# Curtis Wiring and Lights Sno-Pro 3000



## linckeil (Sep 18, 2007)

Single Plug setup from a Curtis Sno Pro 3000 Hitch 'n Run System. All works and is in good shape.

$50 for wiring. Sticker on wiring says:

1TBP51D
REV: J
W/O 58712
10/06/03
PASSED

$75 for pair of lights - original Curtis lights.

$100 for everything.

See pictures. Will ship or you can pickup.


----------



## linckeil (Sep 18, 2007)

a few more pictures


----------



## linckeil (Sep 18, 2007)

Curtis went to a 2 plug setup in about 2006 or 2007 and do not make the single plug setup anymore.

If you damage your plow side single plug harness, you will have to replace plow side and truck side with a 2 plug setup as that is all curtis makes - BIG $$$

get this as a spare if you have a single plug system. for $50 it's real cheap insurance.

and plow lights will work on any plow. new from curtis they sell for about $300!!!


----------



## linckeil (Sep 18, 2007)

no one running the single plug setup that wants a good harness for CHEAP sitting on their shelf? the minute your current harness gets damaged you'll be kicking yourself!!!!!

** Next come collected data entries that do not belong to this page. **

PR #1534, opened 2022-08-22
ARC-1618 - Fix navigation from manage subscriptions page

krazziekay:
**What's in this PR?**
- Passed the `moduleKey` as a message from the child window to the parent window.
- Added an event listener to the parent, which checks the origin and the `moduleKey` and will navigate to that `moduleKey`.

**Why**
- Fixing routes.

**How has this been tested?**  
- Locally


static/js/github-configuration.js
```diff
@@ -26,6 +26,7 @@ $('.delete-link').click(function (event) {
     if (data.err) {
       return console.log(data.err)
     }
+		window.opener.postMessage({moduleKey: "github-post-install-page"}, window.location.origin);
```
gxueatlassian, line 29: /nit
maybe add a messageType along with the moduleKey, with 'goto_module_page'.
purely for code readability

gxueatlassian (approved):

static/js/github-configuration.js
krazziekay: I thought about adding it, but felt like its of not much value at this point. Will leave it for now...

rachellerathbone:
Converted to draft because this needs to wait until Arc-1596 is merged.

PR #1535, opened 2022-08-22
ARC-1621: increase max_client_conn for pgbouncer

bgvozdev:
**What's in this PR?**

Increasing the number of allowed connections to pgbouncer

**Why**

Because it refuses connections in peak hours, which causes broken syncs: SequelizeConnectionError strongly correlates with "no more connections allowed (max_client_conn)" from pgbouncer (check the ticket)

**Added feature flags**

**Affected issues**  
ARC-1621

**How has this been tested?**  
We will check the effect in prod :cowboy:

**Whats Next?**
:susp:


yvonnevictoria:
```
How has this been tested?
We will check the effect in prod :cowboy:
```

I don't know enough about this ticket to advise against this, but be sure before you merge 😄

yvonnevictoria (approved):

plow lights ready to go. original equipment curtis, but will work with any plow....


----------



## linckeil (Sep 18, 2007)

Bumping up a post from last winter. Still available. Going to put on craigslist in a few weeks. Anyone here interested?


----------



## 600rrpilot (Aug 24, 2005)

Im "somewhat" interested - Mainly in the lights as mine disintegrated after 10 years of commercial plowing. I just fit some off road lights onto her last year as I only do my own driveway now and families. They work just fine for me. Maybe even brighter then the old "technology" of the OEM curtis lights. But it would be nice to have if I ever want to sell it.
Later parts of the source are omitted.